Kahlo underwent an increasing number of surgeries
including an unsuccessful bone graft operation on her back.
She spent most of 1950 in hospital,
becoming addicted to morphine.
She was taking a tremendous amount of drugs
towards the end of her life.
Demerol seemed to be her favourite one.
And she lacked control a lot of the time.
When she painted she could only paint for a short while,
tied into her wheelchair.
She was supported, I think, by tying herself to the back.

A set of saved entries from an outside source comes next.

PR #1740, opened 2020-07-17
Upgrade INSTALL to INSTALL.md for improved readability

Wengier:
The current INSTALL file is a plain text file which does not support any formatting, so it does not look very good compared to pages like README.md (which also links to it). Thus I decided to convert the INSTALL file from a plain text file to INSTALL.md page which should now look much better, similar to the README.md page. Further installation instructions are also added to it so that most things related to the DOSBox-X installation needed by users are now mentioned in the documentation.


Wengier:
It now fixes Issue #1741 (the game "Disney's Duck Tales: the Quest for Gold" not starting).

Wengier:
LS is now an external command appearing on Z: drive as LS.COM instead of a built-in shell command. This avoids name clash with Links LS 97 which has the main executable called LS.EXE.

Wengier:
I have added a new feature to this pull request - now there is a "Reboot guest system" menu item (under "Main") to reboot the guest OS or the integrated DOS kernel directly. Previously there was only a "Reset guest system" menu item, which will reset the whole virtual machine and then boot into the integrated DOS, but there was no way to simply reboot the guest OS. There was also no way to reboot the kernel of the integrated DOS from the menu either (rather than using the RE-DOS command).

The new "Reboot guest system" menu item will do both according to whether the guest OS is running: if the guest OS is currently active, then it will reboot the guest OS; if the integrated DOS is currently active then it will reboot the kernel of the integrated DOS. On the other hand, the previous "Reset guest system" menu item has been renamed to "Reset virtual machine" which will restart the virtual machine and boot into the integrated DOS within DOSBox-X as it was previously done (no change in this function).

PR #1745, opened 2020-07-21
Fix rebooting El Torito floppy guest system and auto-assume "-fs none" for IMGMOUNT to mount drive numbers

Wengier:
The new "Reboot guest system" feature was recently added to reboot the emulated DOS (guest DOS or integrated DOS) directly, but I have noticed that it did not work for guest OS mounted via El Torito floppy drive. So this pull request fixes this issue. Also, IMGMOUNT command now lists "El Torito floppy drive" as the disk name for this drive number.

Furthermore, the IMGMOUNT now automatically assumes "-fs none" for mounting drive numbers, so that you no longer need to specify "-fs none" manually in such case. For example:

``imgmount 0 disk.img``

Will mount drive number 0 to the disk.img image file, without having to enter ``imgmount 0 disk.img -fs none`` for this.


joncampbell123:
Please update the documentation to indicate that IMGMOUNT assumes -fs none for drive numbers. Make sure to mention that this is a DOSBox-X variation and other DOSBox forks including the main DOSBox project may still require -fs none in that case.

Wengier:
@joncampbell123 Unlike DOSBox (and other DOSBox forks), IMGMOUNT command in DOSBox-X had already done a number of things automatically, e.g. it automatically assumes ISO type for .iso/.cue files, and it also has much better HDD geometry auto-detections. Most of these things are already covered in the Wiki, and I will add the "-fs none" for this case too.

In 1951 she painted a portrait of Dr Farill,
who was her orthopaedic doctor.
And there she holds the third palette that she ever painted,
which is shaped like her heart.
So we had three palettes in her oeuvre.
We had the first one, 1931, Diego Rivera holds it.
He is the painter; she is his little demure Mexican wife.
Then, after she loses her hope of being a mother,
she grows a third arm and she is born an artist.
Then in 1951, just three years before her death,
she holds a palette that is a heart.
Her paintbrushes are dripping with blood.
Kahlo's first and last solo exhibition
in her home country took place in April 1953.
Aware that she was deteriorating,
Diego Rivera and some of Kahlo's friends organised an exhibition of her work.
Kahlo was too ill to be moved from her bed.
As per her doctor's orders she stayed there,
but had the bed moved from her house to the gallery for the opening night.
Her arrival delighted friends and journalists
who had gathered in the gallery
and the exhibition was a resounding success.
Frida Kahlo died at the Casa Azul on the 13th of July 1954.
She was 47.
"I am always afraid that I will get tired of painting.
But this is the truth; I am still passionate about it.
Painting completed my life.
I lost three children and a series of other things
that would have fulfilled my horrible life,
but my painting took place of all of this.
Frida painted her life,
her pain, her political attitude.
I don't think she would have ever liked to be caged into a style.
She's going to be very important in the history of painting
for being this free spirit that was not blocked into a period of painting
or a form of painting or being in vogue.
Her work transcends time.
I can only think of Rembrandt and Van Gogh
whose self-portraiture moves beyond being a portrait of themselves
and moves on to being a portrait of the human condition.
She provides a visual vocabulary
where pain, trauma, human emotions becomes communicable.
The paintings she painted that deal with issues like
the female body and disability and gender fluidity and identity;
those are the things that interest people in 2020
but she already dealt with them in such a deep way during her lifetime.
I think that Kahlo is very important for the story of Mexican art.
She is, in many ways, a unique artist.
Her reputation has stood the test of time,
for reasons that make sense
and for some that are about popular celebrity that are problematic.
There may be at different moments resentments about Fridamania,
this idolising and deification of Frida Kahlo
in a way that obscures her art.
She's given me strength to overcome my fear of painting
To have the courage to paint without fear, without censorship
That is the courage I took from Frida
To believe in art there aren't any rules
In art there isn't any censorship
You make your own freedom
Because when there is censorship
you might as well not paint anything.